- _Goal of the exercise_
Which of the lines in the data below contain the string "QuesmaOrg"? Copy each of them.

──────────────────────────────

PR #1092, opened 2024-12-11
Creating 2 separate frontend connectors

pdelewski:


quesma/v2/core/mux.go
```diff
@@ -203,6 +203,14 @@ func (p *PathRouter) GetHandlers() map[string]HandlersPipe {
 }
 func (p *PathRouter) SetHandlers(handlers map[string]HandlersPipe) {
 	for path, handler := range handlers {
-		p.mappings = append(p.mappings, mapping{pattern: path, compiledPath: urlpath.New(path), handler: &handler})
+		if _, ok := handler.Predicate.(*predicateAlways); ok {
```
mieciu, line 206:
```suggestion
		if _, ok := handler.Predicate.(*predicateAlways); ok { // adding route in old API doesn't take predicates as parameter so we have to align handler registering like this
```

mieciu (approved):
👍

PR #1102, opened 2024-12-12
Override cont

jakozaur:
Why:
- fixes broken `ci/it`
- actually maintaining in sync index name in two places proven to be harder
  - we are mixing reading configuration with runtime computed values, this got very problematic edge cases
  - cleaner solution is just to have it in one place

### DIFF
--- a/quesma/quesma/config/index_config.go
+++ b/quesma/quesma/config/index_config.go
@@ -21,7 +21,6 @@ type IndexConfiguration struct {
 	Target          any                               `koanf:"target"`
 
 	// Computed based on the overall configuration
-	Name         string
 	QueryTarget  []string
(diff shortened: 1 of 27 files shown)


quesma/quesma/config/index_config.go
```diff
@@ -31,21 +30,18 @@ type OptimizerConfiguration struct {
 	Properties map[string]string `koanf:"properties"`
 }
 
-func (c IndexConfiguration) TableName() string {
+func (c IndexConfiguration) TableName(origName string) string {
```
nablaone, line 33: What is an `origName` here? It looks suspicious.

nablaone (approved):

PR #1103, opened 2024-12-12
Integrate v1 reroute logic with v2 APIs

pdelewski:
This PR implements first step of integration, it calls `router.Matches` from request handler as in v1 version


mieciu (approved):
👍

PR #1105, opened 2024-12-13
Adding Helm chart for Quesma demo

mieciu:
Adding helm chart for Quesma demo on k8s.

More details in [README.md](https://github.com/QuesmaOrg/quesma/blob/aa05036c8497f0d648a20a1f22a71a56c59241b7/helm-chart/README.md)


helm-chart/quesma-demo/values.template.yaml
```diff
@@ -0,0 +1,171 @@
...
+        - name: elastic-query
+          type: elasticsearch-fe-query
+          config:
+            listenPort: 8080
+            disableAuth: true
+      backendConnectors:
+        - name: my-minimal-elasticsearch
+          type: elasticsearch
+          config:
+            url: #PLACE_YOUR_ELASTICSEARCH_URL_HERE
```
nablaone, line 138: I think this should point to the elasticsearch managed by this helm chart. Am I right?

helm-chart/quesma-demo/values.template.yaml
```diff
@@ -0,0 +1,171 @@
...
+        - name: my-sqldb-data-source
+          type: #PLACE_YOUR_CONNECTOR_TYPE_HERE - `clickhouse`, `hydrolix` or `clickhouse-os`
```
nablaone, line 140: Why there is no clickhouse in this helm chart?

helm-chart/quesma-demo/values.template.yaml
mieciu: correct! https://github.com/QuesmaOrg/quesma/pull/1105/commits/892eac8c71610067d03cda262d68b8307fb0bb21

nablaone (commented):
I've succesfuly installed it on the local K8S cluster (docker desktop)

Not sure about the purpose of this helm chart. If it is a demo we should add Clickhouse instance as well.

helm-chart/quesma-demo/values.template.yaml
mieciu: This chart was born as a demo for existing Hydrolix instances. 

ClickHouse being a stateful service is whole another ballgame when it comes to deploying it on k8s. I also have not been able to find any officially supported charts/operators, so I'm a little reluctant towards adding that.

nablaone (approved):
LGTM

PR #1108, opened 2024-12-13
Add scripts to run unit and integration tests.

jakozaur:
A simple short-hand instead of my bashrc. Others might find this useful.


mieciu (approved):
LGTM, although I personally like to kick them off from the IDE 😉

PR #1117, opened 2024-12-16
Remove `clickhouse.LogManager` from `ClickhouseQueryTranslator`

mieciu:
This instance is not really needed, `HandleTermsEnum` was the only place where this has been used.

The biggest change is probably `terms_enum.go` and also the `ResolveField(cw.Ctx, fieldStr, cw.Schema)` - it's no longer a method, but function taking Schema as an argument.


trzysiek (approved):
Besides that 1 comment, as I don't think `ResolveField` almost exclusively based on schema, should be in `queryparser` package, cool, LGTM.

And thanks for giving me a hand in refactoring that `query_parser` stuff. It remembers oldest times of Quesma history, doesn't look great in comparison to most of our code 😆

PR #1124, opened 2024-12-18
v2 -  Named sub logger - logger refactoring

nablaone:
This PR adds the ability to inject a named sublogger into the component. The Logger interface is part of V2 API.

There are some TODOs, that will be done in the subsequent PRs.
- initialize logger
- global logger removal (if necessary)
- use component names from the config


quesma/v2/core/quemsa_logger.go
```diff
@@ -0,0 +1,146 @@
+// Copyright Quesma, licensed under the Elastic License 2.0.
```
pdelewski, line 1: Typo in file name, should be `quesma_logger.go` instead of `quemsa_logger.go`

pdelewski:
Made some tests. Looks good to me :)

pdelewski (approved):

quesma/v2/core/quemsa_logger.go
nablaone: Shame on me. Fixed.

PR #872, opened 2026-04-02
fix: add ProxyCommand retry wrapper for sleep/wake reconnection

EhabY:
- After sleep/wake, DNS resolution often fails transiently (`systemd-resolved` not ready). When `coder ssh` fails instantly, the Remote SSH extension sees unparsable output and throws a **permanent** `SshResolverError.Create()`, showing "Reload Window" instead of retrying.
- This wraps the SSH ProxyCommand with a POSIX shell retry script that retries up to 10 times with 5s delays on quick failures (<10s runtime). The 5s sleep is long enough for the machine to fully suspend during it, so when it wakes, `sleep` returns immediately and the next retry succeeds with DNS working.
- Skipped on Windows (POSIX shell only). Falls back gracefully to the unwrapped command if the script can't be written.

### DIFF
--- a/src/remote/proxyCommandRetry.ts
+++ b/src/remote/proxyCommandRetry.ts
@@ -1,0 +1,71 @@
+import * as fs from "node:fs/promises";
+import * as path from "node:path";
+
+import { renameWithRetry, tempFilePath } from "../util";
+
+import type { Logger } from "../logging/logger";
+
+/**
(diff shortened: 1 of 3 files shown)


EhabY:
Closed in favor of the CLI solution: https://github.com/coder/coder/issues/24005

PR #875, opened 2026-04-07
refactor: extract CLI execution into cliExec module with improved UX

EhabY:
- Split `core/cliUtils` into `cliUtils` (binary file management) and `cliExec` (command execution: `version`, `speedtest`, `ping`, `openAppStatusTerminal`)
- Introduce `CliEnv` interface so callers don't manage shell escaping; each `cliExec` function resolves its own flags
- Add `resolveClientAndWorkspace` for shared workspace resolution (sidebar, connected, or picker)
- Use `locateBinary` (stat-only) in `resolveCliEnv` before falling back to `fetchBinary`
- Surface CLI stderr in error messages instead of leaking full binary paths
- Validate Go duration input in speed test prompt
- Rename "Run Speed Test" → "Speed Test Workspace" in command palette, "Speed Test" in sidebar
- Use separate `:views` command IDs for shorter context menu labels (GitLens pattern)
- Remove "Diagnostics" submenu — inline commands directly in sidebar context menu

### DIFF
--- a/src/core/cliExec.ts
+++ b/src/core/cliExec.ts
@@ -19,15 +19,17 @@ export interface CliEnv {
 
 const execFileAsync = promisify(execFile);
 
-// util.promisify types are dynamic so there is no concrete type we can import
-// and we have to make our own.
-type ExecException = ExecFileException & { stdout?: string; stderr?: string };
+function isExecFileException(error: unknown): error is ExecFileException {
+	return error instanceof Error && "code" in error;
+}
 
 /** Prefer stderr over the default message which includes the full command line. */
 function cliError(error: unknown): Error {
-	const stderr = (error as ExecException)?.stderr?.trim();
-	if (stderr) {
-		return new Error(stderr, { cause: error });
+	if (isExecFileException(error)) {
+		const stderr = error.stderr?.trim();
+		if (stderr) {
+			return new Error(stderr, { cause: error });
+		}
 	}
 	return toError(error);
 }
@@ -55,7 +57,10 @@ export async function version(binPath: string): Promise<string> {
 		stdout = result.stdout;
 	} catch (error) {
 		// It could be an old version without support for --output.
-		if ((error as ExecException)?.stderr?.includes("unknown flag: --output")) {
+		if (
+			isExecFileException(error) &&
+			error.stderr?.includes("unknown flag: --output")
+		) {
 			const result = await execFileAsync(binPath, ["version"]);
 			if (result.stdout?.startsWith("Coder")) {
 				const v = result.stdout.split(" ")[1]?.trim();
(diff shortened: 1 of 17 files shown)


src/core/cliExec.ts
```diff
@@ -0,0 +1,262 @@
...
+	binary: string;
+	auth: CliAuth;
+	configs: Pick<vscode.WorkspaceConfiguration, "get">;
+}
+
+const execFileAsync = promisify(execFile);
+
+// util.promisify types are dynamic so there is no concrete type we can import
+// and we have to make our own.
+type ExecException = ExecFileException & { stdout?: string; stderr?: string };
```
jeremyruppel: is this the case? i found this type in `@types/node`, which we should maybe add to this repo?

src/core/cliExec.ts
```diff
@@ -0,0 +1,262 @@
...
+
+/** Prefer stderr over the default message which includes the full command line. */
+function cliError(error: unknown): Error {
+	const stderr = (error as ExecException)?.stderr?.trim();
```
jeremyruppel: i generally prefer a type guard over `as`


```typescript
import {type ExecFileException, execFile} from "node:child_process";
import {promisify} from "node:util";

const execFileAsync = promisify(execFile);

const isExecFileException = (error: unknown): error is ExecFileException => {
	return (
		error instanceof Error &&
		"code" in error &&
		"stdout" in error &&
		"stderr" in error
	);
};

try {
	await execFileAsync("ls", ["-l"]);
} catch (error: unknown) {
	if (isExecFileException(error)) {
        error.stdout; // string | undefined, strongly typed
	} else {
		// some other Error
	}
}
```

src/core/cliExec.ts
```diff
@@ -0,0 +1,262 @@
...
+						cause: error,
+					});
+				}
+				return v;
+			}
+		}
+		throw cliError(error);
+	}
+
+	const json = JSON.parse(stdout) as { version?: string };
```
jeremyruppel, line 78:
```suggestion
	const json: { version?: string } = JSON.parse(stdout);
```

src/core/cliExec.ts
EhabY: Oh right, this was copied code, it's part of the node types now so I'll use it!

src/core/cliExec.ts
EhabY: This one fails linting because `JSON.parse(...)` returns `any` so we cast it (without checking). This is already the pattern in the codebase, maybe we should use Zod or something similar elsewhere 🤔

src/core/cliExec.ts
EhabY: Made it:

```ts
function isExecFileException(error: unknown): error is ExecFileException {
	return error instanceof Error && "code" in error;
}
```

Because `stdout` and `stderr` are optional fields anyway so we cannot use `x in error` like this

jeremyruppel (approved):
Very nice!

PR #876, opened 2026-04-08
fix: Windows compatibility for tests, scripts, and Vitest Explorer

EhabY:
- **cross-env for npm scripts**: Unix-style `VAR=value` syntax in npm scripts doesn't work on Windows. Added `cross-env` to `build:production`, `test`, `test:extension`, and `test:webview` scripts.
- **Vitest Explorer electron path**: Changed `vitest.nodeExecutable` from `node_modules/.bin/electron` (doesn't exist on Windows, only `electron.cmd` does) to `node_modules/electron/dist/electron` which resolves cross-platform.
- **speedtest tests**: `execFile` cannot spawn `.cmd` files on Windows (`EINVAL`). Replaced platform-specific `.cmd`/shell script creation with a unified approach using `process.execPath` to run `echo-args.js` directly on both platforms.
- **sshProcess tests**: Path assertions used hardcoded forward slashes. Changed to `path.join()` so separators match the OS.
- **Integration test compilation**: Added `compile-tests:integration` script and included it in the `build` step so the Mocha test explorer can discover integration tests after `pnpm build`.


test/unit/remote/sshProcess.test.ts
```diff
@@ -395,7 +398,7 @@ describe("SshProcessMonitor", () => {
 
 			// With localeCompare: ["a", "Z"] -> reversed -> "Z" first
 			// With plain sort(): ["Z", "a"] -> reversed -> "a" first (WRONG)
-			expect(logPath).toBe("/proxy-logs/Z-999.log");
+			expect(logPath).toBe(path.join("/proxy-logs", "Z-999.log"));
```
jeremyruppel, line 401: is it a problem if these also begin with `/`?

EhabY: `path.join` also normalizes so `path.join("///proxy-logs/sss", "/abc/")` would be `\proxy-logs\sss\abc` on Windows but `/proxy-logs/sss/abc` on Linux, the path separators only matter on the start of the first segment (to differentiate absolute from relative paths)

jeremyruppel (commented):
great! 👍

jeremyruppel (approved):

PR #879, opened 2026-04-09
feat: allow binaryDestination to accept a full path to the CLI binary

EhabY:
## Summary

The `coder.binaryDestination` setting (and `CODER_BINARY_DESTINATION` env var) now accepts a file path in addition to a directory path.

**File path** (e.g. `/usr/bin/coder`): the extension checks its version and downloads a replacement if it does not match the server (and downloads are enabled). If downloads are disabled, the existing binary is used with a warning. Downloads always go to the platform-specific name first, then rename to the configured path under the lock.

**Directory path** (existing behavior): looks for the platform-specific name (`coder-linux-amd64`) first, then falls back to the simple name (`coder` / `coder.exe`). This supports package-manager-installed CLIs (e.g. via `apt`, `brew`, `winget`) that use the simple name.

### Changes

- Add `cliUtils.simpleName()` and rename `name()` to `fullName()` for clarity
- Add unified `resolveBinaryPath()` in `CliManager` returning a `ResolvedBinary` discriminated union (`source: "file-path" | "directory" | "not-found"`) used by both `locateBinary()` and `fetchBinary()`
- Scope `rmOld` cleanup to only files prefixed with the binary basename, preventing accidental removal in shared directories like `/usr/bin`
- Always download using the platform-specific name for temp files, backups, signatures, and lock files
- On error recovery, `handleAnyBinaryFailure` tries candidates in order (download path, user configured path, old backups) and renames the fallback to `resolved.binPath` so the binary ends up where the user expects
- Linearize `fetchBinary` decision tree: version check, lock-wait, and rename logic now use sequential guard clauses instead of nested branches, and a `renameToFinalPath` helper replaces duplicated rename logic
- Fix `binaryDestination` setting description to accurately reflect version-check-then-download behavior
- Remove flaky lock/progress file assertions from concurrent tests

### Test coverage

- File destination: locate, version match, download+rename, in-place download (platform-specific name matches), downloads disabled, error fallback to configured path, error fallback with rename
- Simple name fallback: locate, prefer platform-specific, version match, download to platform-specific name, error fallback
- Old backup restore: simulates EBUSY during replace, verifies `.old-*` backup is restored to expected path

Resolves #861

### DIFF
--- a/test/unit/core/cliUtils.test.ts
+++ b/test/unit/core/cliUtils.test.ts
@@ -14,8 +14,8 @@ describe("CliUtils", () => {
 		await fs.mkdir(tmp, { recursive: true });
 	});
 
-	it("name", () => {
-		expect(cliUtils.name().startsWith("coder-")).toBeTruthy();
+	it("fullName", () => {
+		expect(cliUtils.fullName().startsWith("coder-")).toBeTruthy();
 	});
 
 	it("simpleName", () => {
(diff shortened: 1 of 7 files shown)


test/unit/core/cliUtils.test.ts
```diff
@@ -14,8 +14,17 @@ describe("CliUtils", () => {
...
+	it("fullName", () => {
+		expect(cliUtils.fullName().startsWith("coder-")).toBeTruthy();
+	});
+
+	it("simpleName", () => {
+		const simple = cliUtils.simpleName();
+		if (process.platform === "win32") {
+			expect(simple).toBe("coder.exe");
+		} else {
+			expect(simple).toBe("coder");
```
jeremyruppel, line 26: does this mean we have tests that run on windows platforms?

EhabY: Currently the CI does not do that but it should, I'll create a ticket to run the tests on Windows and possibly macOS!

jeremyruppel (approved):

──────────────────────────────

- _Answer section_
More details in [README.md](https://github.com/QuesmaOrg/quesma/blob/aa05036c8497f0d648a20a1f22a71a56c59241b7/helm-chart/README.md)
mieciu: correct! https://github.com/QuesmaOrg/quesma/pull/1105/commits/892eac8c71610067d03cda262d68b8307fb0bb21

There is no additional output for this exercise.